And after some time, an error log occurred as shown below:
...
2021-12-23 06:10:25,003 INFO retry.RetryInvocationHandler: java.io.EOFException: End of File Exception between local host is: "master/172.17.0.2"; destination host is: "master2":8032; : java.io.EOFException; For more details see: http://wiki.apache.org/hadoop/EOFException, while invoking ApplicationClientProtocolPBClientImpl.getApplicationReport over rm2. Trying to failover immediately.
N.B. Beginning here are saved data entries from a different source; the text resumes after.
PR #2282, opened 2020-03-19
Fix e2e tests on Mac

D4nte:
Follow-up of #2275.


api_tests/src/ledgers/ledger_lock.ts
```diff
@@ -16,7 +16,7 @@ export default async function ledgerLock(
         retries: {
             retries: 10,
             minTimeout: 200,
-            maxTimeout: 2000,
```
thomaseizinger: This should only be the max timeout _per iteration_ and we do 10 retries :o

D4nte: Oops.

api_tests/src/actor_test.ts
```diff
@@ -24,7 +24,7 @@ function nActorTest(
         const actors = await createActors(name, actorNames);
 
         try {
-            await timeout(60_000, testFn(actors));
+            await timeout(120_000, testFn(actors));
```
bonomat: Is it really necessary to be that high? So far the tests ran just fine on my machine and with these high values we have to wait quite long if something goes wrong.

I assume that there is 1 or 2 tests which take longer than expected and these are probably the LN sanity tests. What do you think of making this value configurable and defaulting to `60_000` if not defined?

thomaseizinger:
@D4nte can you please reduce the changes in this PR to what is essential for the tests to work properly? I am trying to fix the problems on my end and I am unsure, what to pick.

api_tests/tests/ethereum_bitcoin.ts
```diff
@@ -41,6 +42,9 @@ describe("E2E: Ethereum/ether - Bitcoin/bitcoin", () => {
 
             await alice.fundLowGas("0x1b000");
 
+            // It is meaningless to assert before cnd processes a new block
+            await sleep(3000);
```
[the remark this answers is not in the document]
D4nte: Please note that I removed it from actor to transform a 12s wait to 3s.

api_tests/src/actor_test.ts
D4nte: Happy to look at making it configurable. Tests do not run "just fine" on my machine with lower value.

thomaseizinger:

2021-12-23 06:10:25,003 INFO client.ConfiguredRMFailoverProxyProvider: Failing over to rm1
2021-12-23 06:10:25,004 INFO retry.RetryInvocationHandler: java.net.ConnectException: Call From master/172.17.0.2 to master:8032 failed on connection exception: java.net.ConnectException: Connection refused; For more details see: http://wiki.apache.org/hadoop/ConnectionRefused, while invoking ApplicationClientProtocolPBClientImpl.getApplicationReport over rm1 after 1 failover attempts. Trying to failover after sleeping for 18340ms.
2021-12-23 06:10:43,347 INFO client.ConfiguredRMFailoverProxyProvider: Failing over to rm2
...
I understand that sparks have completed the resource manager allocation after work, so it is normal for the above error log to appear.
- Q1. Is the above job normal?
- Q2. After this work, where can I check the results? Can I check them on "containerlogs web UI"?
IMPORTANT!! ADD. I re-ran the command. and check the status: SUCCEEDED. Why does the park-submit operation sometimes succeed and sometimes stop in the middle?